In this paper, we introduce an algorithm for cross-video pedestrian tracking with a coordinate constraint, which is designed to address the practical application needs of pedestrian tracking in multi-surveillance video scenarios. Experiments were conducted to demonstrate the feasibility and effectiveness of this method. In this paper, we discuss the reasons behind the experimental results obtained with this algorithm.

• The clarity and color of the surveillance affect the appearance features of the monitored pedestrians, but by introducing coordinates as pedestrian feature information, the matching process not only follows similarity but also considers the closeness of the pedestrian locations. In addition, when monitoring numerous pedestrians, the probability of incorrect matching is greatly decreased.
• In monitoring the location of a pedestrian from multiple monitors, pedestrian tracking is not limited to one monitor and has strong robustness. Simultaneously, the weights of pedestrian locations are assigned based on a weighted auxiliary line, which weakens the values with large tracking errors and yields more precise results for pedestrian tracking.

Terminal-based positioning methods (ultrawideband [54], Bluetooth [55], wireless fidelity [56], etc.) are limited in practical scenes, such as places where people are not allowed to carry terminal equipment or label loss. Positioning using surveillance videos is expected to solve the above application problems. Cross-video pedestrian tracking is the premise of the practical application of positioning using surveillance videos. This paper proposes a cross-video pedestrian tracking method that not only accurately matches pedestrian targets (by introducing coordinate features) but also achieves the return of a continuous trajectory (by linear weighting). This paper provides viable technical support and a case study for large-scale, accurate, and continuous pedestrian tracking in practical application scenarios. However, this study still faces certain limitations. First, in the case of nonoverlapping viewing fields, it is hard to apply coordinate features to constrain pedestrian matching. Additionally, when targets are heavily occluded, there is currently no suitable solution to address this issue.

6. Conclusions

Due to the constraints of terminal-based and single-surveillance tracking methods, there has been a growing interest in adopting cooperative tracking methods in multi-surveillance systems.
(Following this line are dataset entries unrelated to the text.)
PR #224, opened 2020-12-12
Refactor LocalWaker

botika:
~Simplify LocalWaker register method with `replace` mutable pointer method~

Refactor `LocalWaker`: `is_registered` has no real use because the only use of the registry is to wake up the task it refers to. But `wake` does not need the registration status, the behavior is the same whether a task is registered or not. So it has been removed in favor of `wake`. Without this method the use of `UnsafeCell` is not necessary so I have proposed a later refactor from `UnsafeCell` to `Cell`.

### DIFF
--- a/actix-server/src/signals.rs
+++ b/actix-server/src/signals.rs
@@ -2,9 +2,6 @@ use std::future::Future;
 use std::pin::Pin;
 use std::task::{Context, Poll};
 
-#[cfg(not(unix))]
-use std::io;
-
 use futures_util::future::lazy;
 
 use crate::server::Server;
@@ -26,7 +23,7 @@ pub(crate) enum Signal {
 pub(crate) struct Signals {
     srv: Server,
     #[cfg(not(unix))]
-    stream: Pin<Box<dyn Future<Output = io::Result<()>>>>,
+    stream: Pin<Box<dyn Future<Output = std::io::Result<()>>>>,
     #[cfg(unix)]
     streams: Vec<(Signal, actix_rt::signal::unix::Signal)>,
 }
--- a/actix-server/src/signals.rs
+++ b/actix-server/src/signals.rs
@@ -1,7 +1,9 @@
 use std::future::Future;
-use std::io;
 use std::pin::Pin;
 use std::task::{Context, Poll};
+
+#[cfg(not(unix))]
+use std::io;
 
 use futures_util::future::lazy;
 
@@ -30,7 +32,7 @@ pub(crate) struct Signals {
 }
 
 impl Signals {
-    pub(crate) fn start(srv: Server) -> io::Result<()> {
+    pub(crate) fn start(srv: Server) {
         actix_rt::spawn(lazy(|_| {
             #[cfg(not(unix))]
             {
@@ -66,8 +68,6 @@ impl Signals {
                 actix_rt::spawn(Signals { srv, streams })
             }
         }));
-
-        Ok(())
     }
 }
 
--- a/actix-utils/src/task.rs
+++ b/actix-utils/src/task.rs
@@ -36,7 +36,7 @@ impl LocalWaker {
     }
 
     #[deprecated(
-        since = "2.x.x",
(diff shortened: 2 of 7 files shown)


botika:
It seems there are clippy bugs in the current version. Now I upload the fix.

actix-server/src/signals.rs
```diff
@@ -1,8 +1,10 @@
 use std::future::Future;
-use std::io;
 use std::pin::Pin;
 use std::task::{Context, Poll};
 
+#[cfg(not(unix))]
+use std::io;
```
robjtede, line 6: inline this since it's only used in one place under the cfg attr

actix-utils/src/task.rs
```diff
@@ -45,12 +45,7 @@ impl LocalWaker {
     ///
     /// Returns `true` if waker was registered before.
     pub fn register(&self, waker: &Waker) -> bool {
-        unsafe {
-            let w = self.waker.get();
-            let is_registered = (*w).is_some();
-            *w = Some(waker.clone());
-            is_registered
-        }
+        unsafe { self.waker.get().replace(Some(waker.clone())).is_some() }
```
robjtede, line 48: Binding names are good.

```rust
let w = self.waker.get();
let last_waker = w.replace(Some(waker.clone()));
// indicates was registered
last_waker.is_some()
```

robjtede (changes requested):

fakeshadow:
We could just use a Cell though. The counter's waker is rarely used and when it's used the system could already be bound to CPU.

botika:
> We could just use a Cell though. The counter's waker is rarely used and when it's used the system could already be bound to CPU.

`Waker` not implement `Copy`

fakeshadow:
https://github.com/fakeshadow/actix-net/blob/2d35038600cc74b527f6e84e5dcf50e27ed48c48/actix-rt/src/net.rs#L106
This is the counter I use in a fork.

botika:
https://doc.rust-lang.org/std/cell/struct.Cell.html#impl-1
Well, I guess you won't use the get method at all.

fakeshadow:
Yea we don't use that. `is_registered` is an API I can't find usage internally. Even the register API just replace and check the old one as option

botika:
The uses of LocalWaker `take` in `actix-web`:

However, the traditional pedestrian reidentification algorithm faces challenges in cross-video matching. Additionally, camera performance and tracking algorithm limitations significantly hinder cross-video pedestrian tracking. To solve these problems, this paper presents a cross-video pedestrian tracking algorithm with a coordinate constraint. Our approach involves obtaining the real location of the target pedestrian via coordinate system transformation and pedestrian detection. Then, the pedestrian location serves as feature information to improve the success rate of the matching process. Throughout the cross-video pedestrian tracking process, weights are assigned to the obtained locations using weighted auxiliary lines, outputting more reliable locations. Experiments show that this algorithm achieves higher positioning accuracy and better robustness in cross-video pedestrian tracking. Accurate and continuous pedestrian tracking enhances the accuracy of pedestrian detection and behavior analysis in video surveillance scenarios, thereby improving the intelligence of monitoring systems. In practical applications, this study also strengthens criminal investigations and improves traffic management efficiency. However, this study only focuses on the pedestrian tracking process from an overlapping view. Future research should further investigate pedestrian tracking from a nonoverlapping view to resolve the persistent issue of continuous tracking under all conditions.